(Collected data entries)
'''
Issue #1537, opened 2017-02-21
CALICO_IPV4POOL_CIDR will accept pools which calicoctl will not


lwr20:
I run this, expecting it to fail because I've asked for a pool which is too small (10.0.0.0/32):
`$ docker run --net=host --privileged --name=calico-node -d --restart=always -e IP_AUTODETECT_METHOD=first-found -e CALICO_LIBNETWORK_CREATE_PROFILES=true -e CALICO_LIBNETWORK_LABEL_ENDPOINTS=false -e CALICO_LIBNETWORK_IFPREFIX=cali -e NODENAME=drogon -e CALICO_NETWORKING_BACKEND=bird -e CALICO_IPV4POOL_CIDR=10.0.0.0/32 -e CALICO_NAT_ENABLED=false -e CALICO_LIBNETWORK_ENABLED=true -e IP6_AUTODETECT_METHOD=first-found -e ETCD_AUTHORITY=127.0.0.1:2379 -e ETCD_SCHEME=http -e ETCD_ENDPOINTS= -v /var/log/calico:/var/log/calico -v /var/run/calico:/var/run/calico -v /lib/modules:/lib/modules -v /run/docker/plugins:/run/docker/plugins -v /var/run/docker.sock:/var/run/docker.sock quay.io/calico/node:v1.1.0-rc5
`

But it succeeds:
```
$ ./calicoctl get ippool -o yaml
- apiVersion: v1
  kind: ipPool
  metadata:
    cidr: 10.0.0.0/32
  spec:
    nat-outgoing: true
- apiVersion: v1
  kind: ipPool
  metadata:
    cidr: fd80:24e2:f998:72d6::/64
  spec:
    nat-outgoing: true
```

If I try to create that pool via calicoctl, it is rejected (as expected):
```
$ ./calicoctl get ippool -o yaml > pool
$ ./calicoctl apply -f pool
Failed to execute command: error with field CIDR = '10.0.0.0/32' (IP pool is too small)
```

lwr20:
Similarly for `CALICO_IPV6POOL_CIDR` accepting `fd00::/123`

tmjd:
Ready for retest with #1542 merged

lwr20:
Fix looks good in calico/node:v1.1.0-rc5-14-g1f5381f3

Issue #1534, opened 2017-02-17
CALICO_IPIP_ENABLED should only enable on IPv4 pools


tmjd:
IPIP is not valid on IPv6 pools. So the environment variable should only set it on default IPv4 pools.

tmjd:
Did a test using Vagrant k8s and verified IPIP was enabled on just IPv4 pool and not IPv6.  Good to go.

PR #1538, opened 2017-02-21
Add tests of default pool settings

lwr20:
Will not pass CI until https://github.com/projectcalico/calicoctl/pull/1542 is merged (or else fixes for #1539, #1537, #1534 go in somehow)

### DIFF
--- a/tests/st/calicoctl/test_default_pools.py
+++ b/tests/st/calicoctl/test_default_pools.py
@@ -1,0 +1,161 @@
+# Copyright (c) 2015-2016 Tigera, Inc. All rights reserved.
+#
+# Licensed under the Apache License, Version 2.0 (the "License");
+# you may not use this file except in compliance with the License.
+# You may obtain a copy of the License at
+#
+#     http://www.apache.org/licenses/LICENSE-2.0
+#
+# Unless required by applicable law or agreed to in writing, software
+# distributed under the License is distributed on an "AS IS" BASIS,
+# WITHOUT WARRANTIES OR CONDITIONS OF ANY KIND, either express or implied.
+# See the License for the specific language governing permissions and
+# limitations under the License.
+import functools
+import logging
+
+import netaddr
+import yaml
+from nose_parameterized import parameterized
+
+from tests.st.test_base import TestBase
+from tests.st.utils.docker_host import DockerHost, CLUSTER_STORE_DOCKER_OPTIONS, NODE_CONTAINER_NAME
+from tests.st.utils.exceptions import CommandExecError
+from tests.st.utils.utils import get_ip, wipe_etcd, retry_until_success
+
+_log = logging.getLogger(__name__)
+_log.setLevel(logging.DEBUG)
+
+
+class TestDefaultPools(TestBase):
+    @classmethod
+    def setUpClass(cls):
+        # First, create a (fake) host to run things in
+        cls.host = DockerHost("host",
+                              additional_docker_options=CLUSTER_STORE_DOCKER_OPTIONS,
+                              start_calico=False,
+                              dind=False)
+
+    def setUp(self):
+        try:
+            self.host.execute("docker rm -f calico-node")
+        except CommandExecError:
+            # Presumably calico-node wasn't running
+            pass
+        wipe_etcd(get_ip())
+
+    @classmethod
+    def tearDownClass(cls):
+            cls.host.cleanup()
+
+    @parameterized.expand([
+        (False, "CALICO_IPV4POOL_CIDR", "10.0.0.0/27", 0, None, "Too small"),
+        (False, "CALICO_IPV4POOL_CIDR", "10.0.0.0/32", 0, None, "Too small, but legal CIDR"),
+        (False, "CALICO_IPV4POOL_CIDR", "10.0.0.0/33", 0, None, "Impossible CIDR"),
+        (False, "CALICO_IPV4POOL_CIDR", "256.0.0.0/24", 0, None, "Invalid IP"),
+        (True, "CALICO_IPV4POOL_CIDR", "10.0.0.0/24", 2, None, "Typical non-default pool"),
+        (True, "CALICO_IPV4POOL_CIDR", "10.0.0.0/26", 2, None, "Smallest legal pool"),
'''
Instructions for the task
Search the lines above for the string "Issue", then show every one that has it.

Expected answer
Issue #1537, opened 2017-02-21
Issue #1534, opened 2017-02-17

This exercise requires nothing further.